Soma-se a isso o fato de que, dessas revelações iniciais, derivaram outros métodos por ele adotados, como a concentração de processos daquela natureza, ou seja, com prerrogativa de foro, nas mãos de sua esposa, a Subprocuradora-Geral da República e sua manus longa Cláudia Sampaio Marques. Do mesmo modo, revelou-se seu costume de vazar ou mandar vazar a revista Veja – sempre ela – documentos, informações e depoimentos sob segredo de Justiça.
Também ficou demonstrada a aptidão do Procurador-Geral para perseguir e barrar nomes de supostos desafetos seus ao Conselho Nacional do Ministério Público utilizando-se de meios subterrâneos como dossiês falsos e documentos apócrifos, visando tão-somente desabonar seus adversários. Ou seja, ele, sim, o Sr. Roberto Gurgel Santos, é que é dado às ações orquestradas contra autoridades com prerrogativa de foro e à retaliação. Ele, sim, a pratica contra supostos desafetos no âmbito da política interna do Ministério Público Federal.

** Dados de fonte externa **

PR #2646, opened 2026-09-09
LCORE-3390: Input guardrail point on all query endpoints

Jazzcort:
## Description

These three commits sequentially implement, unit-test, and integration-test the Granite Guardian input guardrail, a feature that evaluates user input against configured risk categories using logprob scoring to short-circuit unsafe runs. The first commit builds the core capability and helper utilities in _capability.py and utils.py while wiring them into build_agent and build_shield. The second introduces comprehensive unit tests covering safe and unsafe pathways, logprob extraction, token accumulation, and edge cases. Finally, the third commit adds end-to-end integration tests covering both the standalone shield execution (/responses, /rlsapi /infer) and pydantic-ai agent execution (/query, /streaming_query).

## Type of change

- [ ] Refactor
- [x] New feature
- [ ] Bug fix
- [ ] CVE fix
- [ ] Optimization
- [ ] Documentation Update
- [ ] Configuration Update
- [ ] Bump-up service version
- [ ] CI configuration change
- [ ] Unit tests improvement
- [ ] Benchmarks improvement

## Tools used to create PR

Claude opus 4.6 is used to generate drafts for the test. The refinement was done by me.

- Related Issue [LCORE-3390](https://redhat.atlassian.net/browse/LCORE-3390)
- Closes #

## Testing
1. Get the models.corp's access
2. Configure the guardrail in the config file (lightspeed-stack.yaml)
3. Host the lightspeed stack instance and test the guardrail through out the inference endpoints

## Summary by CodeRabbit

- **New Features**
  - Added Granite Guardian safety moderation for input, output, and tool guardrail points.
  - Blocked requests are rejected before agent processing, with moderation results and conversation persistence where available.
  - Added Granite Guardian support to shield configuration and moderation workflows.
  - Added reusable guardrail point definitions for API configuration.
  - Added standalone moderation results indicating whether content passed or was blocked.

- **Tests**
  - Added unit and integration coverage for moderation decisions, streaming, usage tracking, persistence, and endpoint behavior.


src/pydantic_ai_lightspeed/capabilities/granite_guardian/_capability.py
```diff
@@ -0,0 +1,256 @@
...
+)
+from pydantic_ai_lightspeed.capabilities.utils import (
+    extract_conversation_id,
+    message_to_str,
+)
+from utils.conversations import append_turn_to_conversation
+
+type Guardrail = tuple[str, str, float, str]
+
+MODEL_NAME = "ibm-granite/granite-guardian-4.1-8b"
```
max-svistunov: The Guardian model name is hard-coded to `ibm-granite/granite-guardian-4.1-8b`, and `GraniteGuardianConfig` has no field to override it. OpenAI-compatible servers route by model name, so a deployment serving the model under another name (for example an Ollama tag in local development) cannot use this capability. The config's `url` field description ("The model_id to use for the guard") also suggests the model was meant to be configurable.

If 4.1 is intentionally the only supported model -- the prompt block in `utils.py` is built for the 4.1 client-side format, and the design doc's benchmarked reference is 3.3-8B, which uses a different template -- that constraint should be stated in the config description and docs. Otherwise, suggest adding a `model` field to `GraniteGuardianConfig`, defaulting to the current value, and passing it to `OpenAIChatModel`.

max-svistunov (commented):
@Jazzcort Thanks! A few things from the ticket side:

* The ticket asks for input rules to run in parallel with per-rule latency logged. Right now `_run_risk_check` goes through the risks one by one (coderabbit caught that too) and there's no latency logging per risk. With a few risks configured that's a few guardian round trips on every request, so it's better to have this one in the PR.

* On /query and /streaming_query the guard runs inside the agent run, so a blocked input still goes through RAG retrieval first (the design doc says blocked input should skip RAG). Question validity works the same way today, so we can keep it as it is now in this PR -- I opened LCORE-4090 to move the input check before RAG on both endpoints.

* Btw the coderabbit comment about the httpx client is correct -- the design doc asks for each detector to have one long-lived client, what we do now is create one per request and never close it.

The inline comments are from Claude, they're smaller things, I went through them and they're valid.

src/pydantic_ai_lightspeed/capabilities/granite_guardian/_capability.py
```diff
@@ -0,0 +1,256 @@
...
+            ctx: The run context containing the user prompt and usage tracker.
+            handler: The handler to call if the input passes all guardrails.
+
+        Returns:
+            The agent run result, either a rejection or the handler's result.
+        """
+        user_prompt = message_to_str(ctx.prompt)
+
+        input_guardrails = _filter_guardrails(self.config.risks, GuardrailPoint.INPUT)
+        # TODO: We need to consider how we want to reveal the token usage for Granite Guardian,  # pylint: disable=fixme
```
max-svistunov, line 233: The Guardian token usage is discarded here, and `test_guardian_token_usage_is_not_included_in_user_token_usage` pins that behaviour. Keeping it out of the user's reported token counts is reasonable, but it is currently not recorded anywhere: each configured risk adds a Guardian call per request that neither quota, logs nor metrics account for. The design doc asks for per-rule outcomes and latencies in logs and metrics (R10). Suggest at least logging usage per risk in `_run_risk_check`, so operators can see what the guardrail costs. Compaction's summarization calls have the same gap (LCORE-3910), so a shared approach may make sense later.

tests/integration/endpoints/test_granite_guardian_integration.py
```diff
@@ -0,0 +1,821 @@
...
+    mock_holder.return_value.get_client.return_value = mock_client
+    return mock_client
+
+
+# ============================================================================
+# /query endpoint tests
+# ============================================================================
+
+
+class TestQueryGraniteGuardian:
```
max-svistunov, line 620: No test covers what happens when the Guardian endpoint fails -- unreachable, timed out, or returning a response without `logprobs` or without a parseable `<score>` tag. Today the standalone path in `run_shield_moderation_v2` maps the exception to an HTTP error via `map_agent_inference_error`, and the in-agent path raises out of the agent run (an HTTP error on /query, an `error` SSE event on /streaming_query). That is fail-closed, which matches the design doc's default posture, but the design doc also expects a blocked request to use the normal refusal shape with a distinct log line (R9). Suggest adding one test per path that pins the intended behaviour, so a later change cannot silently turn it into fail-open.

src/pydantic_ai_lightspeed/capabilities/granite_guardian/_capability.py
Jazzcort: addressed!

src/pydantic_ai_lightspeed/capabilities/granite_guardian/_capability.py
Jazzcort: This is the thing we need to address in a bigger scope. We need to figure a way out to surface the token usage for these LLM based shields. Basically, combining the token usage from different models does not make any sense and it's the reason why the token usage of Granite Guardian shield is not include into the user's chat model usage.

tests/integration/endpoints/test_granite_guardian_integration.py
Jazzcort: Added two tests to wrap_run to pin the fail-closed behavior:

  - test_risk_check_failure_propagates — UnexpectedModelBehavior from a malformed Guardian response bubbles up, handler never runs.
  - test_guardian_unreachable_propagates — ModelAPIError from an unreachable endpoint does the same.

  For the missing logprobs / unparseable <score> tag cases, those are already covered by existing unit tests on _run_risk_check and _extract_tokens_inside_score_tag — they all raise UnexpectedModelBehavior, and since wrap_run doesn't distinguish between reasons, the new propagation test covers them all. Adding per-scenario wrap_run tests would just be testing the same code path again.

max-svistunov (approved):
@Jazzcort LGTM, thanks! 👍

src/models/config.py
```diff
@@ -3217,7 +3224,19 @@ class GraniteGuardianConfig(ConfigurationBase):
     """Configuration for the Granite Guardian moderation guardrail."""
 
     url: str = Field(
-        ..., title="Base URL", description="The model_id to use for the guard"
+        ...,
+        title="Base URL",
+        description="Base URL of the OpenAI-compatible inference endpoint.",
+    )
+
+    model: str = Field(
```
jrobertboos: can this be changed to model_id for uniformity with question_validity?

src/models/config.py
```diff
@@ -3142,6 +3141,14 @@ class RedactionShieldConfiguration(ConfigurationBase):
     )
 
 
+class GuardrailPoint(StrEnum):
```
jrobertboos: I know we talked about this before but upon reviewing I think this should remain as a str literal as we don't need the full weight of an enum (especially because for other "type" config fields we use literals). @tisnik wdyt?

jrobertboos (changes requested):
Overall looks good but see the comments :)

src/models/config.py
```diff
@@ -3243,6 +3262,14 @@ class GraniteGuardianConfig(ConfigurationBase):
         ),
     )
 
+    batch_size: PositiveInt = Field(
```
jrobertboos: O also do you think that we should have something like batch size or just a `parallel: Bool`?

src/models/config.py
Jazzcort: That makes sense. Will change 😁

src/models/config.py
Jazzcort: Yeah, based on all the other "type" are literals, I've change my mind. Literals might be a better pick here.

src/models/config.py
Jazzcort: In Ask Red Hat's gitlab repo, they just send all the requests in parallel at once. My argument there is that it maximizes the parallelism but it does not consider the backend resource we have. 

1. Having too many parallel requests will hit rate limit. I encountered this while I was implementing the sliding window streaming output guardrail if we set the window to be too small and it was just with one risk.
2. Even though doing it in a batch style does not boost the performance as much as firing all request in parallel at once but it can potentially reduce cost. If the prompt violets the guardrail in the earlier batch then the later risk checks can be skipped.
3. Maximizing the parallelism can be achieve by setting batch_size >= len(risks)

Maybe `batch_size` is not a suitable name for it.

Perhaps we should do
```python
parallel: bool | int
```

when `parallel = True` we set the batch_size = len(risks) under the hood and for `parallel = False` we set it to 1

what do you think?

Jazzcort:
@jrobertboos 
Also, after digging through the pydantic-ai-harness, I'm still leaning toward using `wrap_run` for input guardrail. The reasons are:

1. `wrap_run` only fires once per agent run, but `wrap_model_request` fires on every model request (initial prompt, tool returns, retries) and that's why in their implementation it needs to check `ctx.run_step` to make sure it's the first request with user prompt.
3. With `wrap_run`, we can do a clean short-circuit. With `wrap_model_request` we provide the violation message with `SkipModelRequest` but it still need to go through all the output processing which means **the violation message will be check for output guardrail**. I think it's not quite right if we do that. 

I feel like it's much simpler to implement the input guardrail in `wrap_run`. We check the prompt which is the only thing we need to check and then we either short-circuit or call `handler()`

However, `after_output_processing` is a better choice for output guardrail in non-streaming path. And it also provide the `ModelRetry` option where we have an option to request another model request if the violation happens, even though we only block the response now. I'll use it instead of checking the `AgentRunResult` for the `await handler()` in `wrap_run`.

src/models/config.py
jrobertboos: I really like:
> `parallel: bool | int`

src/models/config.py
```diff
@@ -3217,7 +3219,19 @@ class GraniteGuardianConfig(ConfigurationBase):
...
 
     url: str = Field(
-        ..., title="Base URL", description="The model_id to use for the guard"
+        ...,
+        title="Base URL",
+        description="Base URL of the OpenAI-compatible inference endpoint.",
+    )
+
+    model_id: str = Field(
+        "ibm-granite/granite-guardian-4.1-8b",
```
asimurka, line 3226: What happens if this model is not configured?

src/pydantic_ai_lightspeed/capabilities/granite_guardian/_capability.py
```diff
@@ -0,0 +1,313 @@
...
+    Returns:
+        A tuple of (model_response, threshold, violation_message).
+    """
+    name, block, threshold, violation_message = guardrail
+    start = asyncio.get_event_loop().time()
+    result = await model_request(
+        model=model,
+        messages=[ModelRequest.user_text_prompt(prompt, instructions=block)],
+        model_settings=OpenAIChatModelSettings(
+            openai_logprobs=True, openai_top_logprobs=20
```
asimurka, line 69: Why do we use this setup?

src/pydantic_ai_lightspeed/capabilities/granite_guardian/_capability.py
```diff
@@ -0,0 +1,313 @@
...
+        run_moderation_guardrail_point: The guardrail point used by the
+            standalone ``run`` method.
+    """
+
+    config: GraniteGuardianConfig
+    run_moderation_guardrail_point: GuardrailPoint = "input"
+    _model: Model = field(init=False)
+    # Only one Granite Guardian shield should be configured; multiple entries are
+    # unsupported. A dict is used defensively so that a misconfiguration with two
+    # distinct configs does not cause one to silently overwrite the other's model.
```
asimurka: I'm not sure if this is something I would expect as a user. I would personally implement config validator that directly rejects multiple instances. But if this is aligned with feature design I'm ok with it.

src/pydantic_ai_lightspeed/capabilities/granite_guardian/_capability.py
```diff
@@ -0,0 +1,313 @@
...
+        http_client = httpx.AsyncClient(
+            verify=self.config.verify_ssl,
+            timeout=self.config.timeout,
+        )
+
+        # When we attach the API key to the request, we need to make sure we encrypt the
+        # request by communicating through https
+        base_url = httpx.URL(self.config.url)
+        if self.config.api_key is not None and base_url.scheme != "https":
+            raise ValueError(
```
asimurka: This should be also rejected by pydantic validator on config level not during runtime

asimurka (changes requested):

src/models/config.py
asimurka: Also, I noticed that we're not using OGX here. Is this correct way how to reference guardian models? Just asking...

jrobertboos: the goal of this shield is to satisfy ask rhs need. they use models.corp for granite guardian so we are just extending that pattern. I don't think we need to run it through llama stack when we can access it directly.

src/pydantic_ai_lightspeed/capabilities/granite_guardian/_capability.py
jrobertboos: this is from Ask RH implementation

src/pydantic_ai_lightspeed/capabilities/granite_guardian/_capability.py
jrobertboos: resolved

src/models/config.py
asimurka: Sure, my question was more like - is this correct way how to reference models? `<provider>/<model>` (just asking).

Jazzcort: @asimurka do you mean that if this can successfully receive 200 from the models.corp endpoints or you concern about the format? 🤔

src/pydantic_ai_lightspeed/capabilities/granite_guardian/_capability.py
Jazzcort: @jrobertboos have mentioned this to me. We will remove this limiter and just remove the comment here since the current implementation can work with the multiple instances already. My initial thought was an instance is already capable of running multiple risk checks so having another instance with many duplicate fields (i.e. url, model_id ... etc.) is redundant. I think we don't need to write some complex validation logic for the config just to strictly limit the user from setting multiple instances.

tisnik (changes requested):
Please rebase, so the e2e will pass.

src/models/config.py
asimurka: The question is very simple, if this model identification is proved. If yes, I'm fine

Jazzcort: It's proved. I've run this granite guardian input guardrail with lightspeed stack and it works well. 😁

Jazzcort:
@asimurka I think the comments are all addressed. Please approve this if there are no changes needed. 😁 

@tisnik Just rebased this patch on main

asimurka (approved):
LGTM

jrobertboos (approved):
LGTM

tisnik (approved):
LGTM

Infelizmente, Sr. Presidente, Srªs e Srs. Senadores, é essa espécie de autoridade, esse pesado tuiuiú que representa e comanda a instituição republicana encarregada de defender os interesses da sociedade.
Nesses casos envolvendo o Procurador-Geral da República, a aplicação direta da teoria do domínio do fato mostra-se aquém, insuficiente e subliminar às suas práticas. Quando muito, a teoria pode ser utilizada como peça subsidiária.
Seu papel em todos os crimes por ele cometidos vai além da simples condição de conhecedor e dominador dos fatos em função do posto de hierarquia mais alta. A verdade é que o Sr. Roberto Gurgel Santos é o agente principal, autor direto dos fatos na maioria dos crimes que tenho denunciado. Ele não só tinha o domínio dos fatos como detinha o domínio dos atos.
O mesmo, Sr. Presidente, pode-se dizer em relação à direção da Veja frente à coabitação criminosa de seus jornalistas com o grupo contraventor.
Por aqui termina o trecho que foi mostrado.